Как-то раз, когда он лежал у железной дороги, ожидая, когда пройдет поезд, из проносящегося вагона вдруг дохнуло запахом медведицы, он услышал ее рев, лязг клыков о прутья решетки. Вся шерсть на нем встала дыбом. Он вскочил и жадно тянул ноздрями этот запах, который несло в темноте вдоль путей громыхающим ветром колес. Но не побежал, не бросился догонять, хотя запах самки, пробившийся сквозь чадную тепловозную вонь, разбудил в нем его начало, а стоял, ожидая, когда покажутся огни заднего вагона — два широко расставленных тоскливых глаза. Потом перешел пути и побежал, стал рыскать, нервно порыкивая, закружил по болотам и лесам, отыскивая хоть след этого взбудоражившего запаха. Он рыскал всю ночь, а под утро, оказавшись где-то в болоте, укрытом подушкой тумана, взъерошенный, с налитыми кровью глазами, заревел, как ревела там, в клетке, медведица. Этот одинокий рев в сырой глухоте опустевшей земли достиг слуха мелиораторов, заночевавших в вагончике, и они потом долго и возбужденно обсуждали, ревел ли то динозавр или другой какой-нибудь доисторический зверь, следы которых, по слухам, еще находят в глухих уголках земли. Ни один из них даже предположить не мог, что здесь, среди канав, прорытых под дренаж, гор земли и выкорчеванных пней, может бродить медведь, затосковавший по самке.

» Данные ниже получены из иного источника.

PR #183, opened 2025-07-10
Move IR generators to corresponding directories

Lai-YT:
Originally, all IR generators were placed in a single location, with file names prefixed by the IR name.
Now, each IR's files are grouped in their corresponding directory, and the prefixes are no longer necessary.


leewei05 (approved):
LGTM!

PR #43, opened 2020-02-06
Add the LFO

jpcima:
This adds LFO.
Most functionality is present, except:
- lfoN_count
- modulation of frequency

Some implementation notes in the header.

### DIFF
--- a/src/CMakeLists.txt
+++ b/src/CMakeLists.txt
@@ -28,6 +28,7 @@ set (SFIZZ_SOURCES
     sfizz/effects/Rectify.cpp
     sfizz/effects/Gain.cpp
     sfizz/effects/Width.cpp
+    sfizz/LFO.cpp
 )
 include (SfizzSIMDSourceFiles)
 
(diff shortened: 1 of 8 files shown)


jpcima:
Note: try this pseudo-sine LFO, 6 flops to implement, vectorizable

http://www.musicdsp.org/en/latest/Synthesis/167-another-cheap-sinusoidal-lfo.html

```
template <> inline float LFO::eval<LFO::kSine>(float phase)
{
    float x = phase + phase - 1;
    return 4 * x * (1 - std::fabs(x));
}
```

jpcima:
Regarding an implementation of `processModulated`, if I understand correctly, following properties should be modulable:

- lfoN_delay
- lfoN_fade
- lfoN_freq
- lfoN_phase
- lfoN_wave
- lfoN_smooth

I think, there is also `lfoN_smooth` missing in current implementation.

paulfd:
This is rebased now. I'll add the wrapping code in the region after the next point release.

PR #44, opened 2020-02-07
Filter benchmarks

paulfd:
This adds a couple benchmarks to:

1. Test the "modulation time step", meaning the number of samples to process before updating the filter coefficients from a purely computation efficiency point of view. I compare also with a simple straightforward "virtual analog" one pole implementation that I did earlier, for my own education if anything.
2. Test whether we should do 2x mono filters vs a stereo filter, once again purely from a computatione efficiency point of view. This has an impact on the complexity of the code since we need to change the processing logic from mono samples to stereo samples and the current filters have a templated number of channels.

This is mostly for supporting further decisions and has no direct impact on the actual library. None of these evaluate the "signal processing quality" of the underlying algorithms or whether large periods in updating the parameters leads to artifacts or instability in the filters.

The names of the benchmark elements should be mostly clear, the number at the end represents the period at which we recompute filter parameters. I will post the perf results on the platforms I have access to.

PR #45, opened 2020-02-07
Filters bis

jpcima:
Filter interface without use of templates.
Mono and stereo are instanciated within a single object. (cf. setChannels)

Add the filter demo program as Jack-Qt client.
It's to check everything to be OK after changes.

Also, the demo program supports the `FilterEq`.

### DIFF
--- a/src/sfizz/SfzFilter.cpp
+++ b/src/sfizz/SfzFilter.cpp
@@ -8,8 +8,8 @@
 #include "SfzFilter.h"
 #include "SfzFilterImpls.cxx"
 #include <cstring>
-#include <cassert>
 #include "SIMDHelpers.h"
+#include "Debug.h"
 
 namespace sfz {
 
@@ -160,7 +160,7 @@ unsigned Filter::channels() const
 
 void Filter::setChannels(unsigned channels)
 {
-    assert(channels < Impl::maxChannels);
+    ASSERT(channels < Impl::maxChannels);
     if (P->fChannels != channels) {
         P->fChannels = channels;
         clear();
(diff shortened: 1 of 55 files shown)


src/sfizz/SfzFilter.cpp
```diff
@@ -16,317 +16,335 @@ namespace sfz {
...
-    case kFilterHpf2pSv: P->processModulated(P->fDspHpf2pSv, in, out, cutoff, q, pksh, nframes); break;
-    case kFilterBpf2pSv: P->processModulated(P->fDspBpf2pSv, in, out, cutoff, q, pksh, nframes); break;
-    case kFilterBrf2pSv: P->processModulated(P->fDspBrf2pSv, in, out, cutoff, q, pksh, nframes); break;
-    case kFilterLsh: P->processModulated(P->fDspLsh, in, out, cutoff, q, pksh, nframes); break;
-    case kFilterHsh: P->processModulated(P->fDspHsh, in, out, cutoff, q, pksh, nframes); break;
-    case kFilterPeq: P->processModulated(P->fDspPeq, in, out, cutoff, q, pksh, nframes); break;
-    default: assert(false);
+void Filter::setChannels(unsigned channels)
+{
+    assert(channels < Impl::maxChannels);
```
paulfd: If you want you can use the uppercase ASSERT so that the check appears only on debug builds.

paulfd (approved):

paulfd:
Cf #44, we may only need to use stereo filters in the end. Thanks!

jpcima:
I'll merge now to put in place new API.
It needs to remove the template parameters in the benchmarks, use `setChannels` instead.
I'll update it.

PR #46, opened 2020-02-08
Filter benchmarks

jpcima:
This is the filter benchmarks #44, rebased on the updated filters API.
I added a few things things on top.

Side note: should we not enable `ScopedFTZ` for all benchmarks ?


paulfd:
Yes indeed we should !

paulfd:
I added some things to make it OK with libc++/STL, as well as FTZ. In the course of this I also made an intermediate target for the SIMD helpers which speeds up compilation of the benchmarks.

jpcima:
Ok let's merge it, then I'll reintegrate part of the changes I made in another PR.
(eg. regarding libsamplerate)

PR #51, opened 2020-02-09
Simplify benchmarks CMakeLists.txt and find libsamplerate

jpcima:


paulfd:
It's may not be used but we could link `bm simd` and `bm_ftz` in all benchmarks, it would remove a sizable number of lines from the CMakeLists

paulfd (approved):

Issue #50, opened 2020-02-09
Request: no configure-time detection


jpcima:
I wish to eliminate the detection of features such as `HAVE_INTRIN_H`.

Usually, in gcc at least, there already exist some predefined macros which permit to detect CPU features without resorting to such checks.

If configure-time checks are gone, sfizz is more easily included from systems which do not use cmake.
For instance, DPF uses only GNU make, and I would like to provide some make module that plugin makers include to embed it easier into the plugin.

Also, in the part below, it's not advisable to override a user's flags with a fixed architecture.
It disables the ability of creating portable ARM packages.
(moreover I don't think -march=native and -mtune or -mfpu together to make sense)
```
    add_compile_options (-DHAVE_ARM_NEON_H)
    add_compile_options (-mfpu=neon)
    add_compile_options (-march=native)
    add_compile_options (-mtune=cortex-a53)
```

paulfd:
Fine for me :+1:

PR #52, opened 2020-02-09
Detect SIMD availability from compiler

jpcima:
#50

Remove configure-time checks for SIMD features, and replace with compile-time ones.

Add SIMDConfig.h where detection magic happens.

Add all 3 source files to all builds inconditionnally, skip the parts not needed with use of preprocessor conditionals.
`    sfizz/SIMDSSE.cpp    sfizz/SIMDNEON.cpp    sfizz/SIMDDummy.cpp`


paulfd:
Actually all the stuff from https://github.com/sfztools/sfizz/blob/efccb7ae446145376a59016781ece093aebb2a47/src/sfizz/Config.h#L56 could go into `SIMDConfig.h` and be per architecture. That was kinda the goal at first.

Он знал, что где-то в горах, в дикой буреломной полутьме, куда не добрались еще трелевочные тракторы, есть старые липы с дуплами, полными дикого меда, и есть медведи, но зачем он был им — в их размеренной и простой жизни? Разве они смогли бы понять его? Он знал, как поступают с чужаками, потому, что сам поступал с ними жестоко и просто.
Одноухий шел вдоль реки. Небо серело, звезды гасли одна за другой, с моря тянуло солью и йодом. Он слышал отдаленный грохот прибоя и шел, опустив башку к земле. Опять пришла в голову боль, остренький молоточек застучал под черепом, и зрение, теряя вдруг остроту, стало мешать Одноухому. Боль стучала и стучала, деревья и кусты чуть расплывались в глазах, этого не должно было быть, и Одноухий, злясь, чуть слышно ворчал.
Он вышел к вытоптанной полянке и увидел прогоревшее кострище, покрытое пеплом. Тоненькая струйка дыма поднималась от обугленной головешки вверх и терялась в листве. У костра, натянув на голову телогрейку, спал пастух. Привязанная лошадь, учуяв зверя, билась в кустах, всхрапывала, тоненько ржала.